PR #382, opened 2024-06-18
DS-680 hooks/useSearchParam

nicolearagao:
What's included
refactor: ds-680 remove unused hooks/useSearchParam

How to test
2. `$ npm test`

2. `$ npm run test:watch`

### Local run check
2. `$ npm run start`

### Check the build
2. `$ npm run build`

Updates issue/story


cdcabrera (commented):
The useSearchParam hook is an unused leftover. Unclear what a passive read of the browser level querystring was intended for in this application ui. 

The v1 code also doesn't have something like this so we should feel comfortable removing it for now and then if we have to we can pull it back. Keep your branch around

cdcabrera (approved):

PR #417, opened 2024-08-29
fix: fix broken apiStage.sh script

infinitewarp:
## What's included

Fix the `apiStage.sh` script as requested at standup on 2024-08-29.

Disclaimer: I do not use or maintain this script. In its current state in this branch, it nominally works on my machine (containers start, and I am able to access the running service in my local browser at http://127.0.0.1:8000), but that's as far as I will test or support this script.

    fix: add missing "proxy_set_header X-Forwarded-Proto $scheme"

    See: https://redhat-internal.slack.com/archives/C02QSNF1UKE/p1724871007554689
* * *
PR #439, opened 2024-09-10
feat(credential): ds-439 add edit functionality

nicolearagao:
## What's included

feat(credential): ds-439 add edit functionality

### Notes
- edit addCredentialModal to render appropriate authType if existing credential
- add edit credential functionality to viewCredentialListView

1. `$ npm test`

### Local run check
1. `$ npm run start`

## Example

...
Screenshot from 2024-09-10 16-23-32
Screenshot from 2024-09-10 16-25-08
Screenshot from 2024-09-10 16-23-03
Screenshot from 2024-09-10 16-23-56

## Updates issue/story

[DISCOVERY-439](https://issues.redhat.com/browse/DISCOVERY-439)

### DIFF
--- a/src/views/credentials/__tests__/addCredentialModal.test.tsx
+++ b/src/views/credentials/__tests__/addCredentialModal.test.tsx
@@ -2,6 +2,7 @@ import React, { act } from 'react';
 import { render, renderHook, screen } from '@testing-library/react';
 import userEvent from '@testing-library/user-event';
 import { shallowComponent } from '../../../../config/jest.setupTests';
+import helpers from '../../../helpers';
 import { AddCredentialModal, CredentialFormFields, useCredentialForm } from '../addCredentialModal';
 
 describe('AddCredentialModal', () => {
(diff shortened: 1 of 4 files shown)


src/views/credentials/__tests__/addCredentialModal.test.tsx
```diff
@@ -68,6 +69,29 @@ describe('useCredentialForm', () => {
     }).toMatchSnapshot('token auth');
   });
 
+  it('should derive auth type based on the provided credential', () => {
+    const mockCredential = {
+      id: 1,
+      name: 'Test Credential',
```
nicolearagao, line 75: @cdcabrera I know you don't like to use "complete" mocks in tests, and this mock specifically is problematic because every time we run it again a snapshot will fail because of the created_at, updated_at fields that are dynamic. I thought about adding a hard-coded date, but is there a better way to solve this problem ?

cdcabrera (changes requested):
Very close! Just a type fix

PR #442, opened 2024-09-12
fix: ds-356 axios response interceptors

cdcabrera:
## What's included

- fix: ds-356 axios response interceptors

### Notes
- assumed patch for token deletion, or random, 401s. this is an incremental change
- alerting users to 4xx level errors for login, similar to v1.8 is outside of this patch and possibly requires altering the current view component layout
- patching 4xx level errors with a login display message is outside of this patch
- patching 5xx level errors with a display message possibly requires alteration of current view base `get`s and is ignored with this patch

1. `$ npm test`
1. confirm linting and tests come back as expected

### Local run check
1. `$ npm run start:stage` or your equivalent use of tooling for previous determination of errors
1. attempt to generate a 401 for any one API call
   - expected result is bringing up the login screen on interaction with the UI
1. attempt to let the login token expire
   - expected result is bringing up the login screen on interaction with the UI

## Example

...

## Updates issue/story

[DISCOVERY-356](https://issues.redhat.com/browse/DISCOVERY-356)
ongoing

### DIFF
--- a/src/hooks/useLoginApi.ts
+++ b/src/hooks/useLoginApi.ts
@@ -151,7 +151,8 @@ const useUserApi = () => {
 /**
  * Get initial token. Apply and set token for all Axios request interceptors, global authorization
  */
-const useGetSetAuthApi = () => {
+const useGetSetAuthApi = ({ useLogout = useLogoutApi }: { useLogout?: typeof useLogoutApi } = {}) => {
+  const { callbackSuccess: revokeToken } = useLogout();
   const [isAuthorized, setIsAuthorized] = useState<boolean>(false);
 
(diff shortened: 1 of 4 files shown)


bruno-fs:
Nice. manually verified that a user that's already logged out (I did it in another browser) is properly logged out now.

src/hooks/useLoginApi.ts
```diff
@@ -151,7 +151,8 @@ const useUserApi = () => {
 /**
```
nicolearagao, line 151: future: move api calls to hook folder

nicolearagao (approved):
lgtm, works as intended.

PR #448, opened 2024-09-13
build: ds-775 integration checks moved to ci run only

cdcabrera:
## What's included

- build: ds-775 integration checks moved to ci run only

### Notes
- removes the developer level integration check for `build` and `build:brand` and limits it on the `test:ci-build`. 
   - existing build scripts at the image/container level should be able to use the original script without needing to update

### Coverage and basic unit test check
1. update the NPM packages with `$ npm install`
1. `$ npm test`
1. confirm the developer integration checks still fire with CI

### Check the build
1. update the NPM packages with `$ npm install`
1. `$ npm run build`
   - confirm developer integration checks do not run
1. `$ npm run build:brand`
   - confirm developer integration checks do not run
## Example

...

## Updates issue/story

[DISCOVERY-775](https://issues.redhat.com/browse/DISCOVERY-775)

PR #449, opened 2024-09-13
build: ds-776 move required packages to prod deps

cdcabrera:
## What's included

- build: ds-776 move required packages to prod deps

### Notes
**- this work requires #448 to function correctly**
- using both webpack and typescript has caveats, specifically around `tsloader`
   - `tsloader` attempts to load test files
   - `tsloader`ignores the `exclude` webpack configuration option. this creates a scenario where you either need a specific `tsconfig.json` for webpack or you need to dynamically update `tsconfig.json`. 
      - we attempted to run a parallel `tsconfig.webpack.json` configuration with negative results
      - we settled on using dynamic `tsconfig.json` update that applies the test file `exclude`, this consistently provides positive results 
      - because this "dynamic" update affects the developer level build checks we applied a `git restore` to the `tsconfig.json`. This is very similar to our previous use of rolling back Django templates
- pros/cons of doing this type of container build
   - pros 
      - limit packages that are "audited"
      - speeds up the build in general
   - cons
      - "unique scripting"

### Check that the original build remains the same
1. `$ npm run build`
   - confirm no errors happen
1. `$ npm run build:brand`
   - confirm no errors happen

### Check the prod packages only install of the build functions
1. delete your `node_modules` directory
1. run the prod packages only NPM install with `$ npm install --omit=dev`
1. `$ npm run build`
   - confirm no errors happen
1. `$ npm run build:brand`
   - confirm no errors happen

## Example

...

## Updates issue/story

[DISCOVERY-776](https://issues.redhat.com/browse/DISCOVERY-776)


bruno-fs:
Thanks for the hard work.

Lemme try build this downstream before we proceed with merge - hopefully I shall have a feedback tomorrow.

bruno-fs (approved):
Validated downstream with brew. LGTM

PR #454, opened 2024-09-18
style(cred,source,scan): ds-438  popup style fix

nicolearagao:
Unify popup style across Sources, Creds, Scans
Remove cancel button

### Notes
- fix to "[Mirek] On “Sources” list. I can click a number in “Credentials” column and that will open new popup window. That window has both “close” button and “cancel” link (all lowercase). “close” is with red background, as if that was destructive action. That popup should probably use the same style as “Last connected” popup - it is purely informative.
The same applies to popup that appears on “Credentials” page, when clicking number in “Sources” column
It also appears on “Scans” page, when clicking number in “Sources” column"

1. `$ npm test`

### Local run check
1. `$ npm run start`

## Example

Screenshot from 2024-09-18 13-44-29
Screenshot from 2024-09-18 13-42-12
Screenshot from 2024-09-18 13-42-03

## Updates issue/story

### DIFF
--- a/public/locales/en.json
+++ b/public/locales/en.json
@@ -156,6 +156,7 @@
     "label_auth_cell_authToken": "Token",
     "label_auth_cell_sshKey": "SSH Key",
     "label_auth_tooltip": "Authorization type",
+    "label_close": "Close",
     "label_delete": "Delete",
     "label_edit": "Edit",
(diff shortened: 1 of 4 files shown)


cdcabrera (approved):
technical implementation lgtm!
==
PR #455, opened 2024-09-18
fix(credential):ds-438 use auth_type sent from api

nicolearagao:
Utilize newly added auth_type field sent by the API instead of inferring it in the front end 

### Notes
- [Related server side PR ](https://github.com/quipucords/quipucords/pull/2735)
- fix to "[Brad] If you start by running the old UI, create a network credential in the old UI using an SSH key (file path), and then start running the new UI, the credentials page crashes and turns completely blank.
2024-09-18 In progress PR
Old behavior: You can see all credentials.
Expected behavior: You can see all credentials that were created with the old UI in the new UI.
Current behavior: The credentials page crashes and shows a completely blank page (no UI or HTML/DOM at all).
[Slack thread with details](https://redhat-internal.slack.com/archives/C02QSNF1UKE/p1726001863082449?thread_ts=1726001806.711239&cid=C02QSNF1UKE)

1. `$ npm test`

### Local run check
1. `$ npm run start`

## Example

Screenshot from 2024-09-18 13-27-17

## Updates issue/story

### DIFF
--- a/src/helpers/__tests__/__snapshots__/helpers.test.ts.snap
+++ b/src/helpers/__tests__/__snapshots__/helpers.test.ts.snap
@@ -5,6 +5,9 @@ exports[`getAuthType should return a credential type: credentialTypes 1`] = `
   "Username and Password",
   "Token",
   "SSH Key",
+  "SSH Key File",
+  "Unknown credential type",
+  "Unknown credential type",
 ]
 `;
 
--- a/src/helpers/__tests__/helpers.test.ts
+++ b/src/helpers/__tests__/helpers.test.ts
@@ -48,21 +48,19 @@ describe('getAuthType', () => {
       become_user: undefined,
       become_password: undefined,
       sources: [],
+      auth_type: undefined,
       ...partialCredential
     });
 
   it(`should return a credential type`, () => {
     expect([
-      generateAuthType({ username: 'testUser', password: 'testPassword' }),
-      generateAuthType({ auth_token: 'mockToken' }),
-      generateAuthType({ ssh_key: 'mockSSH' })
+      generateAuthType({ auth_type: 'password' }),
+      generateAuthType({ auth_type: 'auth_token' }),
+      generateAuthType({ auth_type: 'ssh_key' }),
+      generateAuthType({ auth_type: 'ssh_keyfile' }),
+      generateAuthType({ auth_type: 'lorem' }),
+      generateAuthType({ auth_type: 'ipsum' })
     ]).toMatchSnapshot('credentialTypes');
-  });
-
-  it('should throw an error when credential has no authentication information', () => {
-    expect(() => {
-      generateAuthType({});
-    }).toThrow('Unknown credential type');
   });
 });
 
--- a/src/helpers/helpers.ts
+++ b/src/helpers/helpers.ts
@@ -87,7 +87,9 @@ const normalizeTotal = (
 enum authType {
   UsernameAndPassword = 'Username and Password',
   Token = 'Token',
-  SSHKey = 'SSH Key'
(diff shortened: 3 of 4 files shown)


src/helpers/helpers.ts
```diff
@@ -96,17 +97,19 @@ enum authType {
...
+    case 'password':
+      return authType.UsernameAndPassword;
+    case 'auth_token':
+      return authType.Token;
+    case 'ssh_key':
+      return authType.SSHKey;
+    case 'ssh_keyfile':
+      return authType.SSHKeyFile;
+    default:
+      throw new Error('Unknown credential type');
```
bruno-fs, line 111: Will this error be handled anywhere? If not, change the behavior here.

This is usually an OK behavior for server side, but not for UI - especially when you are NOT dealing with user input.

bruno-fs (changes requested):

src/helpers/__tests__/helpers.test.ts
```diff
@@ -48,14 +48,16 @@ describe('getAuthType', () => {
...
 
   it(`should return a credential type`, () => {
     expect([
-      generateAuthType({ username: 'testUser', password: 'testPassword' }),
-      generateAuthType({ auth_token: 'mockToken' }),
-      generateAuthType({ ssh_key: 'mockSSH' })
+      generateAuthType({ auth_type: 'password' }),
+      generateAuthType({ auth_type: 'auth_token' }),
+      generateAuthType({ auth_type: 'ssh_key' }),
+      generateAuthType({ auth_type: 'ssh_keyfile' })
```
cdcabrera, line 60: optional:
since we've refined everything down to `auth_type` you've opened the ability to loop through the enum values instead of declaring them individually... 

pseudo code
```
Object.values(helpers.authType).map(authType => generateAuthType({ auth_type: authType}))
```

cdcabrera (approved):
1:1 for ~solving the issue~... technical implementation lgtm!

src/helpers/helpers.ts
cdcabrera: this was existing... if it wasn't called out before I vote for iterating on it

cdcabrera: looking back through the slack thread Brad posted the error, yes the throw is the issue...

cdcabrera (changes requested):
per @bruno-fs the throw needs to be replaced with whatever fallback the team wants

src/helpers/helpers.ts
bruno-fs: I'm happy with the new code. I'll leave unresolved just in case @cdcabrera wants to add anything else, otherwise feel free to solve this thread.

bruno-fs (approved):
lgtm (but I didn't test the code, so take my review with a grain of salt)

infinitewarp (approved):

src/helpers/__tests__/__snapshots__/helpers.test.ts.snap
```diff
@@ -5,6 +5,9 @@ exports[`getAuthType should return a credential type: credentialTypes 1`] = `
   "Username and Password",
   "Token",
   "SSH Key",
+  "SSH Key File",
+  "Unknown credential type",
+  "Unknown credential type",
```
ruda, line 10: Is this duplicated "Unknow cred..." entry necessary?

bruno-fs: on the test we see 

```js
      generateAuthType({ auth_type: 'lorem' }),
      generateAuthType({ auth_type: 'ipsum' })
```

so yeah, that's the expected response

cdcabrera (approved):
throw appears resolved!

TASK PROMPT:
The answer must be every line of the data that holds the word "same".

EXPECTED ANSWER:
### Check that the original build remains the same
- fix to "[Mirek] On “Sources” list. I can click a number in “Credentials” column and that will open new popup window. That window has both “close” button and “cancel” link (all lowercase). “close” is with red background, as if that was destructive action. That popup should probably use the same style as “Last connected” popup - it is purely informative.
The same applies to popup that appears on “Credentials” page, when clicking number in “Sources” column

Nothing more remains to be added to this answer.